YOUR OBJECTIVE
Scan the listing below and copy every line holding "framework".
DATA below:
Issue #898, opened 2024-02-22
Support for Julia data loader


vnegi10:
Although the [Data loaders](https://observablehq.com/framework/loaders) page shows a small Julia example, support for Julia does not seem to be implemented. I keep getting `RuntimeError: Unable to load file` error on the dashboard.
End of DATA.
DATA below:
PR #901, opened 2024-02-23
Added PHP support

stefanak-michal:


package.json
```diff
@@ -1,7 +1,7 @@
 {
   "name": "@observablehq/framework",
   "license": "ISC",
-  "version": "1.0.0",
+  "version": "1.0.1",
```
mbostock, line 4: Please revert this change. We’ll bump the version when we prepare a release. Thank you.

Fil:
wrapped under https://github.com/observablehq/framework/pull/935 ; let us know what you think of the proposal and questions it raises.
End of DATA.
TASK OUTPUT
Although the [Data loaders](https://observablehq.com/framework/loaders) page shows a small Julia example, support for Julia does not seem to be implemented. I keep getting `RuntimeError: Unable to load file` error on the dashboard.
   "name": "@observablehq/framework",
wrapped under https://github.com/observablehq/framework/pull/935 ; let us know what you think of the proposal and questions it raises.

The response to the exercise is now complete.